Will have to shoot from 25yds as nothing is ever closer. I don't think a 3/8" steel will go into one side of that can, it is very thick. At 25 yds the 3/8" steel has about 6 fpe when it starts out at 280fps

wll


----------



## SonoftheRepublic (Jul 3, 2011)

Yep, 3/8's steel moving at top speed will have the best chance for penetration, especially if you can hit it straight on and not to either side . . . but at 25 yards . . . well it will be interesting what results you find anyway.


----------



## Ms.Reed (Feb 16, 2015)

What type of setup are you working with to get good speed from marbles? Curious because I have a lot to burn through.


----------



## leon13 (Oct 4, 2012)

Ms.Reed said:


> What type of setup are you working with to get good speed from marbles? Curious because I have a lot to burn through.

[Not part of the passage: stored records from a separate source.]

PR #1484, opened 2023-07-03
Fix cache auto configuration

msdousti:
Using Riptide without caching enabled must not require `httpclient5-cache`.

## Description
* Fixed `RiptideProperties` such that it does not require `org.apache.hc.client5.http.impl.cache.CacheConfig`.
* Fixed `org.springframework.boot.autoconfigure.AutoConfiguration.imports` to have separate configs for main and test (otherwise, production code would require `MockRestServiceServer` to be in class path)
* Updated README.md to use `httpclient5-cache` instead of `httpclient-cache`.

## Types of changes

## Checklist:

### DIFF
--- a/riptide-spring-boot-autoconfigure/src/main/java/org/zalando/riptide/autoconfigure/RiptideProperties.java
+++ b/riptide-spring-boot-autoconfigure/src/main/java/org/zalando/riptide/autoconfigure/RiptideProperties.java
@@ -4,10 +4,11 @@ import lombok.AllArgsConstructor;
 import lombok.Getter;
 import lombok.NoArgsConstructor;
 import lombok.Setter;
-import org.apache.hc.client5.http.impl.cache.CacheConfig;
+import org.apache.hc.core5.util.TimeValue;
 import org.apiguardian.api.API;
 import org.springframework.boot.context.properties.ConfigurationProperties;
 import org.springframework.boot.context.properties.NestedConfigurationProperty;
+import org.springframework.stereotype.Component;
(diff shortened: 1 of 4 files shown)


fatroom:
👍

riptide-spring-boot-autoconfigure/src/main/java/org/zalando/riptide/autoconfigure/RiptideProperties.java
```diff
@@ -35,6 +36,7 @@
 @Setter
 @NoArgsConstructor
 @AllArgsConstructor
+@Component
```
cberg-zalando, line 39: Interesting that you need to add this annotation as `@ConfigurationProperties` should normally make this available to Spring.

msdousti: Intellij showed an error saying `not registered via @enableconfigurationproperties or marked as spring component.`

The project compiled anyway, but I followed the advice here:
https://stackoverflow.com/a/57950415/459391

> This is expected as @ConfigurationProperties does not make a class a Spring Component. Mark the class with @Component and it should work. Note that a class can only be injected if it is a Component.

cberg-zalando: Thanks for the insights. Yes, I remember that you have to add this annotation to your main class for example, to get this working. I guess, given that this is a library, it makes sense to follow that approach.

Hi if you search on the forum there are a few posts about band/ammo calculation  work't for me 
well now I just plinker with 1cm strait cuts 23cm long 
Cheers


----------



## wll (Oct 4, 2014)

Ms.Reed said:


> What type of setup are you working with to get good speed from marbles? Curious because I have a lot to burn through.


I'm sending 5/8" marbles in the 260 to 280 fps range depending on tubes used and temperature.

I'm using looped tubes (1842 or 1745 or 3/16"od x 3/64W) All tubes are shot with a elongation factor of at least 525% ... sometimes up to 550%

Static length is 7" and draw is 36+ (when I say the static is 7" I mean it is just under 7" .... I use a ruler and try to get it in that area as best as I can, but I never go over 7"

Here is a pic of one of mine with 3/8" steel and 5/8" marbles, this one is using looped 1745 tubes through the Gypsy Tie, I now use a Larks Head ... but you get the idea. As you probably know 7/16" steel weighs just about the same as 5/8" marbles (84gr vs 86gr) but greatly out performs it down range ballistics wise. 7/16" is a great size steel ball ;- )

If you pull to the wall using 5/8" marbles, you have yourself some darn good hunting ammo ....there are tons and tons of folks that use this ammo for all sorts of game and have tremendous success with marbles.

I personally love shooting marbles, one of my favorite ammo types and marbles are always with me. As for me, the biggest thing i have shot with marbles are some very fat starlings .... from about 25ish yards and they were in Starling heaven not only before they hit the ground, but the moment they were hit ... they did a total collapse and went down back first to the ground without a twitch !!

If all you had were marbles and were set up good, you could do some serious damage if you did your part and hit 'em in the head and keep you shots under 20yds

wll


----------



## wll (Oct 4, 2014)

leon13 said:


> Ms.Reed said:
> 
> 
> > What type of setup are you working with to get good speed from marbles? Curious because I have a lot to burn through.
> ...


Yes, there is so much good info it is very easy to overlook it ;- )

wll


----------



## Ms.Reed (Feb 16, 2015)

Thanks, guys!! Love all the info and appreciate it greatly


----------



## wll (Oct 4, 2014)

SonoftheRepublic said:


> Yep, 3/8's steel moving at top speed will have the best chance for penetration, especially if you can hit it straight on and not to either side . . . but at 25 yards . . . well it will be interesting what results you find anyway.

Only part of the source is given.